The Butterfly Effectis often used to explain Chaos Theory. In the Butterfly Effect, A Butterfly causes a hurricane. Small variations in inputs can cause large variations in outputs. 20th Century computing architecture was designed to save the very resources that are now in abundance. As a result, computing systems usually focus on the meaning of large trends in databases rather than tiny increments.

A great example of this is web server statistics analysis. While most contemporary tools focus on big chunks of traffic, the answer is sometimes a tiny thing. While it’s interesting to know that 15,000 of your website visitors came from Botswana, it’s probably more important to know that Bill Gates visited. Contemporary systems can’t do this but Big Data makes it possible.

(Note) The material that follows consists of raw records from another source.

PR #17, opened 2019-11-25
Fix missing eckit_mpi.so in ECKIT_LIBRARIES

markjolah:
`ecbuild_add_option(FEATURE MPI ...)` creates variable `HAVE_MPI` but this conditional checks `HAVE_ECKIT_MPI` which is never set.  With this patch, `${CMAKE_INSTALL_PREFIX}/lib/cmake/eckit/eckit-config.cmake` now correctly includes `eckit_mpi` in `ECKIT_LIBRARIES` when MPI is found.

### DIFF
--- a/CMakeLists.txt
+++ b/CMakeLists.txt
@@ -205,7 +205,7 @@ endif()
 # export package info
 
 set( ECKIT_INCLUDE_DIRS   ${CMAKE_CURRENT_SOURCE_DIR}/src ${CMAKE_CURRENT_BINARY_DIR}/src )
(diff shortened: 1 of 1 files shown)


wdeconinck:
Thank you for your contribution. In fact it seems that the library eckit_mpi is *always* available. The "HAVE_MPI" variable controls whether the "Parallel" (mpi) implementation is compiled in or not.

I would rather remove the if-statement altogether and have "eckit_mpi" be part of ECKIT_LIBRARIES always.

markjolah:
OK, I see.  How is this?

wdeconinck:
Thanks for fixing! I am happy with this. @tlmquintino what about you?

tlmquintino:
I do agree with the proposed changes.

PR #19, opened 2020-01-10
Extend KDNode with a public method returning the node's splitting axis

wsmigaj:
Addition of this method would make it possible to write custom visitors traversing a kd-tree and performing spatial queries different from the ones supported natively by the ``KDNode`` class (i.e. nearest neighbour search and retrieval of points lying in a sphere). For example, queries checking whether any point in a kd-tree lies within a volume such as a cuboid, ellipsoid or cylinder.

The parent ``SPNode`` class already gives clients read-only access to its children nodes, point and payload, so I think making the splitting axis publicly accessible too is consistent with the rest of the interface.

7.    Big Data Means New Correlations That Drive Performance Lots of questions never get asked because it seems impossible to answer them. Big Data will create many opportunities to understand the connections between things that don’t seem to be connected. Think local gas price fluctuations, attendance of sophomore year classes and graduating GPA.

Where the information age brought standardization and proceduralization to all sorts of jobs, the next step is to restore curiosity. The possibilities of Big Data are mostly limited by the curiosity of the people who are handling it. We currently don’t have good tools and techniques for developing curiosity in people who have had transactional jobs.

In the coming years, much of the HR workforce will need training to make the shift from transaction processing to the development of good questions. It’s not an easy shift.